InfoCatólica / Deo Omnis Gloria / Categoría: Una, santa, católica y apostólica

26.02.19

De cuando rezo el rosario (I)

De cuando rezo el rosario aprendo a mirar quien realmente soy.

Por ejemplo, miro que soy una señora mayor que debe sentarse a rezar en una sillita de playa no solo para que no le duelan todos los huesos sino para que, si se duerme, como generalmente ocurre, la nuca y otras partes del cuerpo no sufran más de lo necesario. 

Soy una señora mayor con dolores que muchas veces se duerme al rezar el rosario.

Rezo rosarios que me toman hasta hora y media entre lo que me despierto y sigo durmiendo, digo, rezando. 

Eso y mil otras cosas aprendo de cuando rezo el rosario. 

Me encanta porque toda vez que aprendo algo me doy cuenta cuán unida estoy por naturaleza a María Santísima pero también por cuán profundamente me tiene unida a su corazón por habérmele consagrado aunque, también, me doy cuenta de cuán fácilmente, por mérito de la gracia, me uno a Jesús de esta manera, a un punto tal que hasta puedo verlo guillándome el ojo.

Muy dichosos nos pasamos los tres junto a los santos y almas justas de la tierra que rezan el rosario a la misma hora; tan dichosos que, no más termino me quedo con la certeza de haber –realmente- contribuido a la salvación del mundo.

Cómo no podría, de seguido, continuar contenta lo que resta del día?

Bello, muy bello, bueno y verdadero todo lo que sucede en el alma y en el mundo cuando se reza el rosario.

De vez en cuando, escribiré alguna entradita al blog sobre aquello que aprendo cuando lo rezo.

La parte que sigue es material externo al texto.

Issue #17, opened 2024-02-28
Compute and display number of added and removed lines in top bar


panglesd:
The top bar currently displays the current operation shown.

It would be nice to also show the number of added and removed lines. This would have to be computed from the list of hunks.

panglesd:
For instance:

```
--- a/path/to/file
+++ b/path/to/file
```
could become:
```
--- a/path/to/file
+++ b/path/to/file
12 additions, 45 removals
```

maha-sachin:
Hi @panglesd , 
I am Mahalakshmi, part of the Outreachy Summer 2024 program, and I would like to work on this issue. I found the setup descriptions very helpful and easy to follow, here is my screengrab of `dune exec -- diffcessible  --help` 
<img width="1648" alt="Screenshot 2024-03-04 at 8 50 19 PM" src="https://github.com/panglesd/diffcessible/assets/122064139/c6d6e647-5f82-48a9-90c4-ec919ae7334a">

maha-sachin:
Thanks @panglesd, I will start working on it

maha-sachin:
Hi @panglesd & @Julow , 
I see 403 when trying to push my branch to the remote, can you help ?
```
(base) sachin@Pacharis-Laptop diffcessible % git push origin 17-display-added-removed 
remote: Permission to panglesd/diffcessible.git denied to maha-sachin.
fatal: unable to access 'https://github.com/panglesd/diffcessible.git/': The requested URL returned error: 403
```

maha-sachin:
@panglesd @Julow Ignore that comment, I found the contribution.md explaining it

Julow:
Fixed by https://github.com/panglesd/diffcessible/pull/30, thanks!

PR #30, opened 2024-03-07
Added implementation for calculating number of lines added and removed 

maha-sachin:
Added modification_counter function in interactive_viewer.ml that will provide added and removed line count, also updated formatting as per contribution document.
fix for issue: https://github.com/panglesd/diffcessible/issues/17
Sample output: 
Screenshot 2024-03-06 at 7 46 57 PM

@Julow and @panglesd

### DIFF
--- a/lib/interactive_viewer.ml
+++ b/lib/interactive_viewer.ml
@@ -60,7 +60,6 @@ let navigate z_patches (dir : direction) : unit =
   | Prev -> Lwd.set z_patches (Zipper.prev z)
   | Next -> Lwd.set z_patches (Zipper.next z)
 
-(* let pure_str s = Lwd.pure (W.string s) *)
 let quit = Lwd.var false
 
 let view (patches : Patch.t list) =
--- a/lib/interactive_viewer.ml
+++ b/lib/interactive_viewer.ml
@@ -62,41 +62,35 @@ let navigate z_patches (dir : direction) : unit =
 
 let quit = Lwd.var false
 
-let count_lines_in_hunk (addition, removal) line =
-  match line with
-  | `Their _ -> (addition + 1, removal)
-  | `Mine _ -> (addition, removal + 1)
-  | `Common _ -> (addition, removal)
-
-let calculate_additions_removals_in_hunk lines =
-  List.fold_left count_lines_in_hunk (0, 0) lines
-
-let calculate_additions_removals_in_patches patches =
-  let combine_additions_removals (add1, remove1) (add2, remove2) =
-    (add1 + add2, remove1 + remove2)
+let add_lines lines =
+  let add_line (addition, removal) line =
+    match line with
+    | `Their _ -> (addition + 1, removal)
+    | `Mine _ -> (addition, removal + 1)
+    | `Common _ -> (addition, removal)
   in
+  List.fold_left add_line (0, 0) lines
+
+let add_hunks hunks =
   List.fold_left
     (fun total_counts hunk ->
-      let additions, removals =
-        calculate_additions_removals_in_hunk hunk.Patch.lines
-      in
-      combine_additions_removals total_counts (additions, removals))
-    (0, 0) patches
+      let additions, removals = add_lines hunk.Patch.lines in
+      (fun (add1, remove1) (add2, remove2) -> (add1 + add2, remove1 + remove2))
+        total_counts (additions, removals))
+    (0, 0) hunks
 
-let calculate_addition_removal_operation z_patches : ui Lwd.t =
+let change_summary z_patches : ui Lwd.t =
   let$ z = Lwd.get z_patches in
   let p = Zipper.get_focus z in
-  let total_additions, total_removals =
-    calculate_additions_removals_in_patches p.Patch.hunks
-  in
-  let count_with_plural n singular plural =
+  let total_additions, total_removals = add_hunks p.Patch.hunks in
+  let format_plural n singular plural =
     if n = 1 then Printf.sprintf "%d %s" n singular
     else Printf.sprintf "%d %s" n plural
   in
   let operation_count =
     Printf.sprintf "%s, %s"
-      (count_with_plural total_additions "addition" "additions")
-      (count_with_plural total_removals "removal" "removals")
+      (format_plural total_additions "addition" "additions")
+      (format_plural total_removals "removal" "removals")
   in
   W.string ~attr:Notty.A.(fg lightcyan) @@ Printf.sprintf "%s\n" operation_count
 
@@ -109,7 +103,7 @@ let view (patches : Patch.t list) =
   W.vbox
     [
       operation_info z_patches;
-      calculate_addition_removal_operation z_patches;
+      change_summary z_patches;
       current_operation z_patches;
       W.scrollbox @@ current_hunks z_patches;
       Lwd.pure
--- a/lib/interactive_viewer.ml
+++ b/lib/interactive_viewer.ml
@@ -62,28 +62,33 @@ let navigate z_patches (dir : direction) : unit =
 
 let quit = Lwd.var false
 
-let calculate_add_remove lines =
-  List.fold_left
-    (fun (add, rem) line ->
-      match line with
-      | `Their _ -> (add + 1, rem)
-      | `Mine _ -> (add, rem + 1)
-      | _ -> (add, rem))
-    (0, 0) lines
-
-let modification_counter z_patches : ui Lwd.t =
+let calculate_add_remove_operation z_patches : ui Lwd.t =
   let$ z = Lwd.get z_patches in
   let p = Zipper.get_focus z in
-  let hunks = p.Patch.hunks in
   let additions, removals =
     List.fold_left
       (fun (add_acc, remove_acc) hunk ->
-        let addition, removal = calculate_add_remove hunk.Patch.lines in
+        let calculate_add_remove_hunk lines =
+          List.fold_left
+            (fun (addition, removal) line ->
+              match line with
+              | `Their _ -> (addition + 1, removal)
+              | `Mine _ -> (addition, removal + 1)
+              | `Common _ -> (addition, removal))
+            (0, 0) lines
+        in
+        let addition, removal = calculate_add_remove_hunk hunk.Patch.lines in
         (add_acc + addition, remove_acc + removal))
-      (0, 0) hunks
+      (0, 0) p.Patch.hunks
+  in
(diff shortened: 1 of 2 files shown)


lib/interactive_viewer.ml
```diff
@@ -52,20 +46,47 @@ let current_operation patches =
...
+  let$ current_patch = current_patch patches in
+  match current_patch with
+  | Some p ->
+      let hunks = p.Patch.hunks in
+      let additions, removals =
+        List.fold_left
+          (fun (add_acc, remove_acc) hunk ->
+            let addition, removal = calculate_add_remove hunk.Patch.lines in
+            (add_acc + addition, remove_acc + removal))
+          (0, 0) hunks
```
panglesd, line 68: Suggestion: move this and `calculate_add_remove` (renamed to `calculate_add_remove_hunk`) into a function named `calculate_add_remove_operation`. It makes it clearer what function does what!

lib/interactive_viewer.ml
```diff
@@ -52,20 +46,47 @@ let current_operation patches =
   | Some p -> ui_of_operation p.Patch.operation
   | None -> W.string "No operation"
 
+let calculate_add_remove lines =
+  List.fold_left
+    (fun (add, rem) line ->
+      match line with
+      | `Their _ -> (add + 1, rem)
+      | `Mine _ -> (add, rem + 1)
+      | _ -> (add, rem))
```
panglesd, line 55: It is good practice to try to have exhaustive match (without wildcards) as much as possible. This helps detect when there is a breaking change: for instance, the patch library add a 4th constructor. This 4th constructor would be included in the  `_` joker case, and the compiler would not help us detect that there is a change and that we need to handle it. With an "exhaustive" match, the addition of the 4th constructor would raise a "non-exhaustive match" warning and help us detect the change, so we can handle it!

panglesd (approved):
Nicely done!

I have left some comments in the code that require small changes, but it is very good in general.

panglesd:
Oh, and two more comments:

- It would be nice to handle the "plural": "1 addition", but "3 additions", and similarly "1 removal" but "5 removals"!
- You will need to rebase your PR on top of master since there is some unfortunate PR (due to ocamlformat...)

maha-sachin:
I have addressed all the above comments and had a little trouble with the latest code hence the delay. 
Do let me know if you have more comments. 

Also, the updated UI screenshot of the implementations is below 
Screenshot 2024-03-07 at 11 44 47 AM

lib/interactive_viewer.ml
```diff
@@ -60,9 +60,38 @@ let navigate z_patches (dir : direction) : unit =
   | Prev -> Lwd.set z_patches (Zipper.prev z)
   | Next -> Lwd.set z_patches (Zipper.next z)
 
-(* let pure_str s = Lwd.pure (W.string s) *)
 let quit = Lwd.var false
 
+let calculate_add_remove_operation z_patches : ui Lwd.t =
```
panglesd, line 65: Sorry if I wasn't clear! The organization in functions is not yet the one I had in mind.

We need to separate two distinct things:
- The computation of the two integers corresponding to the addition and removal
- and the creation of a ui element.

Ideally, the code for both should be in sufficiently distinct place, for instance two different function (or one function in another, but with a naming that suggests what it does.

But here, the `calculate_add_remove_operation` does not seem to return a UI element!

lib/interactive_viewer.ml
```diff
@@ -60,9 +60,38 @@ let navigate z_patches (dir : direction) : unit =
...
+  let$ z = Lwd.get z_patches in
+  let p = Zipper.get_focus z in
+  let additions, removals =
+    List.fold_left
+      (fun (add_acc, remove_acc) hunk ->
+        let calculate_add_remove_hunk lines =
```
panglesd, line 71: Including the function definition inside the `fold_left` is less readable and "redefines it" each time, in theory.

lib/interactive_viewer.ml
maha-sachin: @panglesd, Thank you for the clarification! I understand now. I'll work on separating the concerns into distinct functions:
1. One function will handle the computation of the integers corresponding to the addition and removal.
2. Another function will be responsible for creating the UI element based on those computed values.
I'll ensure that the code is organized in a way that reflects these separate responsibilities. Thank you for your patience!

maha-sachin:
Hi @panglesd, let me know what you think.

lib/interactive_viewer.ml
```diff
@@ -72,6 +109,7 @@ let view (patches : Patch.t list) =
   W.vbox
     [
       operation_info z_patches;
+      calculate_addition_removal_operation z_patches;
       current_operation z_patches;
```
panglesd, line 113: We have `operation_info`, `current_operation` and `current_hunks` here. The name `calculate_addition_removal_operation` is much longer and feels different: other names are descriptive of what they will display (they are ui components) while `calculate` seems to be an instruction. Try to make your name more similar to the one here! Ui component might need computation, but that's not how you describe them.

panglesd (commented):
Great, that's very close from being merged, but there are still some peculiar things!

- `count_lines_in_hunks` does not count the number of lines in a hunk. It take a _single_ line and an accumulator and adds the contribution of the line to the accumulator. So the name is very misleading!
- Similarly `calculate_addition_removal_in_patches` does not take multiple patches as input, but rather multiple `hunks`, so the name is also misleading.

Let me suggest some improvements!
- Define the functions that will never be useful outside of this context as local variables (for instance, the one you call `count_lines_in_hunk` should be local)
- Give the local functions simpler name. We already know the context since they are local, so they can be named, say, `add_hunk` (for instance) if they add the contribution of a hunk in the total number of additions and removal.
- Your code will look better with a `add_line` function.

maha-sachin:
@panglesd, Could you please take a look at the updates I made based on your suggestions? I've made several changes to improve the clarity and consistency of the function names. I would appreciate your feedback on the adjustments. Thank you

lib/interactive_viewer.ml
```diff
@@ -60,9 +60,40 @@ let navigate z_patches (dir : direction) : unit =
...
+    | `Common _ -> (addition, removal)
+  in
+  List.fold_left add_line (0, 0) lines
+
+let add_hunks hunks =
+  List.fold_left
+    (fun total_counts hunk ->
+      let additions, removals = add_lines hunk.Patch.lines in
+      (fun (add1, remove1) (add2, remove2) -> (add1 + add2, remove1 + remove2))
+        total_counts (additions, removals))
```
panglesd, line 79: You are creating an anonymous function that you are directly applying to some arguments.

This example is more obvious but very similar to yours:
```
(fun x y -> x + y) 4 10
```
is a convoluted version of
```
4 + 10
```

Could you change this similarly to avoid the unnecessary function?

panglesd (commented):
That's better!
There are still some things I'd like to improve. Functions that "add" something should take an accumulator (the number of additions/removal) and add the contribution of a line/hunk to this accumulator.
So, for instance, the function defined [line 66](https://github.com/panglesd/diffcessible/pull/30/files#diff-0b2d0a78372bb1d9e5c8972b915d555fee362e1cbd95e9a1d48ddf9a2812b5cbR66) is an "add" function and its name is right.
However, the functions defined line 65 and 74 are _not_ an "add" functions. They could be turned into "add" functions by giving an accumulator to add the contributions to. I believe you do want to add the accumulator to the function line 65, but maybe only rename the function line 65, eg to `additions_and_removal`!

maha-sachin:
> That's better! There are still some things I'd like to improve. Functions that "add" something should take an accumulator (the number of additions/removal) and add the contribution of a line/hunk to this accumulator. So, for instance, the function defined [line 66](https://github.com/panglesd/diffcessible/pull/30/files#diff-0b2d0a78372bb1d9e5c8972b915d555fee362e1cbd95e9a1d48ddf9a2812b5cbR66) is an "add" function and its name is right. However, the functions defined line 65 and 74 are _not_ an "add" functions. They could be turned into "add" functions by giving an accumulator to add the contributions to. I believe you do want to add the accumulator to the function line 65, but maybe only rename the function line 65, eg to `additions_and_removal`!

@panglesd, Would you prefer to rename add_hunk to something like accumulate_count or combine_hunks_counts to better reflect its purpose?

maha-sachin:
@Julow & @panglesd, Could you please look at the updates I made based on your suggestions? Thank you and I would appreciate your feedback on the adjustments.

lib/interactive_viewer.ml
```diff
@@ -60,9 +60,41 @@ let navigate z_patches (dir : direction) : unit =
...
+  let format_plural n singular plural =
+    if n = 1 then Printf.sprintf "%d %s" n singular
+    else Printf.sprintf "%d %s" n plural
+  in
+  let operation_count =
+    Printf.sprintf "%s, %s"
+      (format_plural total_additions "addition" "additions")
+      (format_plural total_removals "removal" "removals")
+  in
+  W.string ~attr:Notty.A.(fg lightcyan) @@ Printf.sprintf "%s\n" operation_count
```
Julow, line 96: This `\n` is used to render an empty line. Is it intended ?

If it is, I'd prefer it not to be implemented like this. Instead an empty line should be explicitly added in the `W.vbox` with `W.string "";`.

In any case, this should be simplified to:
```suggestion
  W.string ~attr:Notty.A.(fg lightcyan) operation_count
```

Julow (commented):
Looks very good !

I have a comment regarding the empty line. Otherwise, this is perfect and I would merge.

lib/interactive_viewer.ml
maha-sachin: @Julow, Thank you for your feedback! I'm glad to hear that you find the implementation satisfactory.
I'll address the comment regarding the empty line promptly. Once that's done, I'll let you know.

Julow: I agree the output looks better without the newline.

I do not see any new modification in the PR, did you push to the same branch ?

maha-sachin: @Julow wanted to check before making the change, the change should be in and ready to merge.

Julow (approved):
Perfect! Let's merge!

maha-sachin:
Thank you @Julow & @panglesd for merging the PR, @panglesd, for your detailed explanations and guidance throughout the process. Your insights were invaluable in understanding the concepts better. I appreciate your support and look forward to continuing to learn from @Julow and you.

Lo haré escribiendo contenta para demostrar lo contenta que me la paso.

 

 

22.02.19

Un día como hoy desperté de un sueño / Cátedra de San Pedro 2019

“Dios todopoderoso,
no permitas que seamos sacudidos por ninguna
perturbación quienes hemos sido afianzados
sobre la roca de la confesión apostólica.
Por Jesucristo nuestro Señor".



Desperté de un sueño en que -un día como hoy- en la celebración de la Cátedra de San Pedro, uno tras otro, todos obispos y presbíteros homosexuales del mundo se presentaban ante Pedro.

Unos pedían retirarse del sacerdocio y, otros, ser reducidos a estado laical a la vez que entregados a la justicia civil. 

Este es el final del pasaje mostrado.